Benchmarking🔗

The Apheris Hub provides benchmarking tools for evaluating model performance against ground-truth structures. This enables you to evaluate model accuracy, informing decisions on model selection and relevance for research tasks.

Overview🔗

Benchmarking is the process of evaluating a model on a set of reference biomolecular structures. The predictions made are then compared to the references, and metrics are generated, providing a quantitative result on model performance between areas, such as protein fold accuracy, ligand positioning, and physicality.

Within the cofolding model benchmarking, we categorize benchmarking into two types: global and local. Global benchmarking evaluates a diverse set of structures to assess general model performance across various targets, including multiple protein families and modalities. While global benchmarking provides an overview of model performance and aids in initial model selection, it typically does not specify which model to apply for a particular protein family or molecule class, nor highlights specific strengths and weaknesses for your use case.

Local benchmarking, in contrast, benchmarks a specific target or target class, using in-depth, tailored metrics. By enabling introspection of individual results, the end-user can decide if further fine-tuning or post-processing is necessary.

This is particularly useful for:

Model Selection: Determine which model or weight version works best for your specific protein types
Quality Assessment: Understand prediction confidence and identify areas where models may struggle
Validation: Verify that model predictions are suitable for your downstream applications
Comparison: Evaluate performance across different structures to understand model behavior

Benchmarking with ApherisFold🔗

ApherisFold features dedicated benchmarking capabilities via the frontend user interface and APIs, enabling users to easily run local benchmarks. You can assess cofolding models for targets and ligands relevant to your use case.

For example, you might assess all public structures of a protein or compare performance between mutation types to evaluate suitability for your program.

You can also evaluate performance on private structures. With local deployment, your benchmarking data remains private and confidential. Sensitive information never leaves the compute environment.

Getting Started with Benchmarking🔗

Prerequisites🔗

Before creating a benchmark, ensure you have:

A deployed Apheris Hub with at least one model installed (OpenFold3, Boltz-2, or Mock)
CIF (Crystallographic Information File) files containing both the structure to predict and the ground-truth reference structure
Either a set-up MSA server connection, or pre-computed MSA files (.a3m format) for your sequences.

Accessing the Benchmark Feature🔗

Go to the Benchmark page in the Apheris Hub interface and locate it in the main navigation menu.

Creating a Benchmark🔗

Step 1: Select Model and Weights🔗

Choose your target model from the Model and Weights dropdown
Select the specific weight version you want to benchmark
(Optional) Configure custom model parameters in the Model Settings tab

Step 2: Name Your Benchmark🔗

Provide a descriptive name for your run to easily identify and organize benchmarking results.

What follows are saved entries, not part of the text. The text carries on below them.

PR #125, opened 2019-01-29
Ensure that the :flag command always generates unique results; and add some validation to it.

joker314:
Consider these two commands

```
:flag HQ 1 13
:flag HQ 2 12
```

Previously, these would generate the same flag. This is because the algorithm for determining a seed for the random number generator was this: `H + 1 + 13`. This is the same as `H + 2 + 12` because they both sum to `H + 14`.

The new algorithm is to consider the base-128 number with the digits `H, 1, 13` (and `H, 2, 12`). These are then converted into base 10. This guarantees uniqueness because all components will be less than 128.

*see bottom section, the actual new algorithm includes more than just the first letter
<hr>

Consider these two commands

```
:flag HQ 1 13
:flag hq 1 13
```

These would previously generate different flags, even though they are referring to the same challenge. This is because the sum `H + 1 + 13` is different to `h + 1 + 13`, as `H` and `h` have different ASCII codes.

So we create a new function which takes existing logic which we can reuse here. We call this function `get_area_from_base_abbrv`. It takes in something like `f` or `python` or `moon` or `hq` and outputs a canonical value (`Headquaters`, `Moonbase`, `Forensics`). This forces the first letter to be uppercase as a side-effect, which resolves this issue

<hr>

~~One thing we are assuming here which makes the code brittle is that all the bases have different initial letters (`H`, `M`, and `F`). Ideally, we would use every single letter of the base so that if, in future, something changes, we can still have unique flags.~~

Every single letter is now a digit of the base-128 number, so that `Headquarters` and `Hacking` bases (latter is fictitious) will result in different flags.

### DIFF
--- a/bot/cogs/cyber.py
+++ b/bot/cogs/cyber.py
@@ -94,13 +94,10 @@ class Cyber:
         elif challenge_num == 0:
             await ctx.send("Invalid challenge number!")
             return
-        # Find out which base the user is refering to.
-        for area in BASE_ALIASES.keys():
-            if base.lower() in BASE_ALIASES[area]:
-                base = area
-                break
-        else:
-            await ctx.send("Unknown base.")
+
+        base = self.get_area_from_base_abbrv(base)
+
+        if base is None:
             return
 
         # Check to see if that many levels are present
@@ -138,7 +135,7 @@ class Cyber:
             # Generates random, but unique and identical per challenge, base 64 "flag"
             #
             # First, we must generate a numeric seed (deterministically) out of:
-            # - the base (HQ/Forensics/Moon)
+            # - the area [base] (HQ/Forensics/Moon)
             # - the level [1..13]
             # - the challenge [1..13]
             #
@@ -151,12 +148,13 @@ class Cyber:
             # gain a single numeric seed which we can then pass for further computation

Step 3: Upload Input Files🔗

The Benchmark feature accepts two types of files:

CIF Files (Required)🔗

CIF files contain the protein structures to benchmark. Each CIF file should include:

The molecular structure to be predicted
The ground-truth reference structure for comparison

Upload multiple CIF files in one benchmark run. Each is processed as a separate structure, and aggregate metrics are calculated across all.

To upload CIF files:

Drag and drop .cif files into the upload zone, or click to browse
The system will validate each file and extract protein sequences
Files will be listed with their validation status

MSA Files (Optional)🔗

If you have pre-computed Multiple Sequence Alignment (MSA) files, you can upload them alongside your CIF files:

MSA files should be in .a3m format
The MSA sequence must match a chain sequence in the corresponding CIF file
The system will automatically match MSA files to the appropriate chains based on sequence similarity

Alternatively, you can configure an MSA server (ColabFold or Foldify) to generate MSAs automatically. See the Multiple Sequence Alignment section for details.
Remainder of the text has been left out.